Problem-First, Not Technology-First
We start with what you are trying to accomplish. If AI is the right path, we define what that means precisely. If it is not, we tell you that directly.
Data Readiness Before AI Readiness
AI depends entirely on the quality, completeness, and structure of the data underneath it. Most organizations are not as ready as they think. We assess that honestly.
Integration, Not Replacement
AI should augment the analytics environment your organization already has, not bypass it. We design for integration, not disruption.

AI, Advanced Analytics,
or Something Else Entirely?

The questions On Key works through before any AI engagement begins.

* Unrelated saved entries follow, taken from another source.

PR #224, opened 2019-04-13
Danger executor

f-meloni:
We use `ShellOut` in some case and our executor in some others.
Given we have also some small performances problems, I thought would be a good idea to refactor the code to use just our internal shell executor


Sources/DangerShellExecutor/ShellExecutor.swift
```diff
@@ -19,14 +47,14 @@ internal class ShellExecutor {
         task.waitUntilExit()
 
         let data = pipe.fileHandleForReading.readDataToEndOfFile()
-        return String(data: data, encoding: String.Encoding.utf8)!
+        return String(data: data, encoding: String.Encoding.utf8)!.trimmingCharacters(in: CharacterSet.whitespacesAndNewlines)
```
DangerCI: - :warning: Line should be 120 characters or less: currently 126 characters (`line_length`)

Sources/RunnerLib/GetDangerJSPath.swift
```diff
@@ -1,13 +1,13 @@
+import DangerShellExecutor
 import Foundation
 import Logger
-import ShellOut
 
-public func getDangerCommandPath(logger: Logger, args: [String] = CommandLine.arguments, shellOutExecutor: ShellOutExecuting = ShellOutExecutor()) throws -> String {
+public func getDangerCommandPath(logger: Logger, args: [String] = CommandLine.arguments, shellOutExecutor: ShellExecuting = ShellExecutor()) throws -> String {
```
DangerCI: - :warning: Line should be 120 characters or less: currently 159 characters (`line_length`)

orta:
👌  less is less

👍

f-meloni:
merge on green

PR #237, opened 2019-05-20
Fix Danger crashing when PR has no description

### LINKED ISSUE #236: Danger fails on PRs with no body
```
ERROR: Failed to parse JSON: valueNotFound(Swift.String, Swift.DecodingError.Context(codingPath: [CodingKeys(stringValue: "danger", intValue: nil), CodingKeys(stringValue: "github", intValue: nil), CodingKeys(stringValue: "issue", intValue: nil), CodingKeys(stringValue: "body", intValue: nil)], debugDescription: "Expected String value but found null instead.", underlyingError: nil))
ERROR: Dangerfile eval failed at Dangerfile.swift
```

Explanation: on PRs with no body set, GitHub most likely returns `null` for the issue's body instead of an empty string, which Danger cannot parse through `Codable` probably because the `body` property is non-optional.

Whilst PRs with no description are not very useful, this tool should be resilient enough to handle such a case.

I'll try and come up with a fix for this and make a PR for it.

davdroman:
Fixes #236.


f-meloni:
Thank you for the PR :)

I had a quick look and this should be not nullable.
This is the DSL declaration
https://github.com/danger/danger-js/blob/9a03a1103b63ac4f26e48fa1e94a46940c6eb146/source/dsl/GitHubDSL.ts#L188

And we have many PRs with no body here and they all passed without problems, last one is https://github.com/danger/swift/pull/235.
Will have a look at this a little bit deeper today.

f-meloni:
The only strange thing looks the `Issue`, that is actually what is making danger crash in your log.
@orta do you have any advice on this? 
On the DSL the GitHubIssue looks having just labels https://github.com/danger/danger-js/blob/9a03a1103b63ac4f26e48fa1e94a46940c6eb146/source/dsl/GitHubDSL.ts#L120
But on the DSL looks having a lot more stuff https://github.com/danger/swift/blob/master/fixtures/eidolon_609.json#L367

orta:
The issue is a bigggg object, I just didn't bother typing it  but almost all uses of it are just to grab the label so I didn't type the rest

f-meloni:
Ok, my suggestion then would be:
- Let's make the body optional just on the issue, because apparently is there.
- Let's make add a specific test on the decoding to be sure we don't have a regression in the future

davdroman:
I’ll take care of this.

davdroman:
Just for ref, here's an example of an issue with a `null` body https://api.github.com/repos/davdroman/badonde/issues/96. I'll be testing changes on my local branch against this PR with `danger-swift pr https://github.com/davdroman/Badonde/pull/96`.

davdroman:
@f-meloni sorted. I didn't add specific coverage for GitHubPR decoding even though I also made its body nullable as it is [required](https://api.github.com/repos/davdroman/badonde/pulls/96). Let me know what you think.

davdroman:
@f-meloni ready!

f-meloni:
merge on green

f-meloni:
I think I did it too late :D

These determine not just whether AI is appropriate, but which type of AI capability, if any, is actually the right fit for the problem at hand.

Is this an AI problem or an advanced analytics problem?
Predictive models, statistical analysis, and well-designed dashboards solve a large share of what gets pitched as AI. On Key evaluates the problem first and recommends the simplest approach that actually works, which is frequently not AI.
If AI is appropriate, which type of AI capability fits?
Predictive analytics, LLM-based generation, MCP-enabled agentic workflows, and retrieval-augmented generation each suit different problem types. On Key maps the capability to the problem rather than defaulting to whatever is generating the most market noise.
Is the data ready to support what AI requires?
AI models are only as reliable as the data underneath them. Volume, quality, completeness, labeling, and governance all matter and vary by use case. On Key assesses each dimension honestly against the specific problem being solved.
Which use cases are worth pursuing now versus later?
Not every AI opportunity is equal. On Key evaluates feasibility, data readiness, implementation complexity, and expected business value to identify where to start and where to wait.
How does this connect to the analytics environment you already have?
AI outputs need to surface somewhere useful. On Key designs integration with existing analytics environments, including Qlik's native AI and MCP capabilities, so insights reach the people who need to act on them.
What governance and oversight does this require?
AI outputs carry risk. Without a framework covering model inputs, outputs, lineage, and oversight, organizations cannot validate what the system is doing or defend its conclusions. We build that framework into every engagement from the start.

The AI Landscape,
Without the Hype

When AI is the right answer, On Key helps organizations understand which type of capability fits their problem, and what each one actually requires to succeed.

Predictive Analytics

Statistical and machine learning models that forecast outcomes based on historical patterns. Appropriate when you have clean, structured historical data and a well-defined prediction target. Often the right answer before anything more complex is considered.

LLM Integration

Large language models applied to business problems such as document analysis, structured data extraction, natural language querying of data, and content generation. Success depends heavily on data quality, prompt engineering discipline, and governance of model outputs.

MCP and Agentic Workflows

Model Context Protocol and agentic AI frameworks that enable AI systems to interact with data sources, tools, and analytics environments autonomously. Qlik's native MCP capabilities fall into this category. Requires careful integration design and oversight architecture.

Advanced Analytics

Statistical analysis, segmentation, anomaly detection, and optimization models that do not require AI infrastructure but deliver significant analytical value. Frequently the most practical and defensible solution, and the one that most organizations should pursue before AI.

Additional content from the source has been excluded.